To my surprise, it was something I never thought could be related to sexuality that ultimately helped me.
Before I go on, I want to give a shout-out here to all my asexual friends: many, many people are not interested in sex, and that's perfectly fine. I am actually very grateful to the asexual and demisexual community for providing me with a safe space to explore my feelings about sexuality without things being said like, "So you've never had a sexual fantasy?!" They were a wonderful, supportive, and accepting group, and they didn't even blame me when, after a few months of searching, I concluded that I was indeed sexual, but just very disconnected.

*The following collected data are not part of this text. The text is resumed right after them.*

PR #446, opened 2024-09-13
`TarVFile` refactor

dberenbaum:
Extracted from #441.

Refactored `TarVFile` and webdataset functionalities to work with high-level `File` api and dropped old functionality. This has a lot of overlap with [Add `datachain.lib.tar.process_tar()` generator #440](https://github.com/iterative/datachain/pull/440) and [remove legacy udf decorator #438](https://github.com/iterative/datachain/pull/438).


dberenbaum:
Closing in favor of #448 since I can't update this PR any longer

mattseddon (approved):
looks fine to me, but I am an idiot

rlamy (changes requested):
I see several issues with this PR:
* Removing `FileSlice` means that we lose the ability to perform random reads inside a tar archive. To read a single image inside a webdataset file, we now need to get the whole file.
* We lose the ability to merge files and v-files in the same dataset - in fact, we're effectively doing away with the whole idea of v-files.
* (less important) `test_dir_expansion()` has been quite useful in the past to debug issues with the "Unix commands".

I'm not necessarily against these changes, but they're quite significant and we need to explore the trade-offs. @dberenbaum, what issues do you see with the current `TarVFile` and how do you think we should implement new kinds of v-objects (e.g. image patches/bounding boxes)?

dberenbaum:
@rlamy Yes, it is up to you if you think it's worth merging. You could also consider taking parts of it now or in the future.

In response to your specific concerns:

> * Removing `FileSlice` means that we lose the ability to perform random reads inside a tar archive. To read a single image inside a webdataset file, we now need to get the whole file.
I wonder how much the performance actually suffers here - it doesn't appear much worse in the examples. I did try to optimize this a bit so it streams the file and skips over each entry until hitting the image requested. The advantage would be that it is simpler and relies on `tarfile`, which also means it will support things like compression. Also, supporting other archive types could probably be achieved in a similar way easily.

However, it is possible to drop this part of the PR and bring back `FileSlice` along with a `TarVFile.offset` attribute. The rest of the PR could remain the same.

> * We lose the ability to merge files and v-files in the same dataset - in fact, we're effectively doing away with the whole idea of v-files.
Yes, I guess that's the primary benefit and drawback of the PR besides dropping a lot of code. Now that there is mature support for different `File` and `DataModel` classes, is `VFile` needed? IMHO the approach in this PR is more straightforward, and it will be easier to implement new v-objects and document how to do this since it only requires a new `File`-like class.

As you note, the drawback is the inability to merge files and v-files since they are two different `DataModel` classes. Is it useful to keep the raw tarfile records alongside the extracted objects? If so, is supporting two related classes in a dataset columns something that needs to be supported generally?

dberenbaum:
Just remembered another benefit to this PR: reading image files. The current wds examples won't work for model training since they don't read the file contents as images.

src/datachain/lib/file.py
```diff
@@ -206,18 +133,13 @@ def parent(self):
     @contextmanager
     def open(self, mode: Literal["rb", "r"] = "rb") -> Iterator[Any]:
         """Open the file and return a file object."""
-        if self.location:
```
shcheklein, line 209: does it mean we can drop location field after this PR?

src/datachain/lib/file.py
```diff
@@ -432,14 +354,32 @@ class ImageFile(File):
 
     def read(self):
         """Returns `PIL.Image.Image` object."""
-        fobj = super().read()
-        return Image.open(BytesIO(fobj))
+        with self.open() as stream:
```
shcheklein, line 357: hmm, am I missing something - or should it be the same (`super().read() still calls `self.open()`?)

src/datachain/lib/tar.py
```diff
@@ -5,28 +5,23 @@
 from datachain.lib.file import File, TarVFile
 
 
-def build_tar_member(parent: File, info: tarfile.TarInfo) -> File:
+def build_tar_member(
+    parent: File, info: tarfile.TarInfo, file_cls: type[TarVFile] = TarVFile
+) -> TarVFile:
```
shcheklein, line 10: should it be file_cls or substype of TarVFile?

src/datachain/lib/file.py
```diff
@@ -432,14 +354,32 @@ class ImageFile(File):
...
 
+class TarVFile(File):
+    """`DataModel` for files extracted from tar archives."""
+
+    tar: File
+
+    @contextmanager
+    def open(self):
+        """Stream file from tar archive."""
+        vpath = str(PurePosixPath(self.path).relative_to(self.tar.path))
```
shcheklein, line 373: just to make sure - I assume this should be fine with cache and things like `get_local_path` (?)

shcheklein:
I like the simplification and that we are relying on the existing abstractions (and optimization can be done on top even in this PR - model itself can stay simpler). 

> We lose the ability to merge files and v-files in the same dataset

@rlamy could you clarify please? what is the scenario / use case for this?

src/datachain/lib/file.py
dberenbaum: `super().read()` calls `super().open()`. So `LaionImageFile.read()` was calling `File.open()` instead of `TarVFile.open()` without this change.

src/datachain/lib/file.py
dberenbaum: Since `self.path` is just a pydantic str field, it should be fine here. Not sure `get_local_path` could be impacted in any way unless I'm missing something.

src/datachain/lib/tar.py
dberenbaum: Can you clarify? It should be a an instance of a subtype of `TarVFile`. Is there a better way you see to specify the type here?

src/datachain/lib/file.py
dberenbaum: Yup, it looks like we could. I opened to make #487 for that change, although since it's more "breaking," I'm not sure if/when it makes sense to merge.

src/datachain/lib/file.py
shcheklein: hmm, is it the same as:

```python
class Parent:
    def method1(self):
        print("Parent method1")

    def method2(self):
        print("Parent method2")
        self.method1()


class Child1(Parent):
    def method2(self):
        print("Child1 method2")
        super().method2()

class Child2(Parent):
    def method1(self):
        print("Child2 method1")


class Impl(Child1, Child2):
    pass

c = Impl()
c.method2()
```

it returns:

Child1 method2
Parent method2
Child2 method1

(so, even though we use super, it's important what is `self` in this case)?

dberenbaum: Sorry, guess I got confused here. I've reverted this change now.

src/datachain/lib/tar.py
shcheklein: yep, sorry, I think it goes into TypeVars, generics, or something. We want probably to bind type of the `file_cls` to the return type (to be the same). I'm not an expert here (I can take a look though), but probably it's achieved via TypeVars.

something like:

```python
T = TypeVar('T', bound=TarVFile)
def build_tar_member(parent: File, info: tarfile.TarInfo, file_cls: type[T] = TarVFile
) -> T:
   pass
```

It seems not possible though in mypy? https://github.com/python/mypy/issues/9003 ... feel free to disregard this.

dberenbaum: Got it. That makes sense, but it does appear it's not supported well enough in mypy. Your syntax above LGTM but fails to pass the mypy check, which doesn't seem to acknowledge that `TarVFile` is of type `T`.

shcheklein:
> We lose the ability to merge files and v-files in the same dataset

@rlamy could you clarify please? what is the scenario / use case for this?

rlamy:
> > We lose the ability to merge files and v-files in the same dataset
> 
> @rlamy could you clarify please? what is the scenario / use case for this?

An example would look like:
```python
base = DataChain.from_storage("s3://webdataset-stuff").gen(...)
extra = DataChain.from_storage("gs://raw-images").filter(C.path.glob("*.png").map(...)
combined = (base | extra).filter(...)
```

I agree that using `.location` is clumsy, but I think that the ability to combine data from different sources without copies is essential functionality. 

Now, `.location` is actually a work-around for the fact that we only support unions when the data models are exactly the same. So if we want to move on with this PR, I think we need to find a way to make `DataChain.union()` compatible with model inheritance (i.e. the schema of the union is the common base of the schemas, calling `collect()` on the union returns the original objects, etc.)

dberenbaum:
Closing for now since I don't see it progressing.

What brought about the turnaround for me was something I had started doing for completely different reasons: a meditation technique called body scan.
By sitting quietly and focusing my attention on how my body felt, I realized how disconnected I was from my body. It slowly made me aware of hundreds of subtle feelings that were constantly happening beneath my consciousness.
It also helped clear the way for sexual sensations – and slowly I noticed that I experienced pleasure or arousal with certain touches or certain thoughts.
The media will tell you that great sex means you have to be wildly experimental, master the right oral sex techniques, and try many different positions. All these factors can contribute to a great sex experience. But above all, the most important thing for sex to be great is a deep connection with your body and fully experiencing the sensations you feel.
That level of body connection is not obvious for many people.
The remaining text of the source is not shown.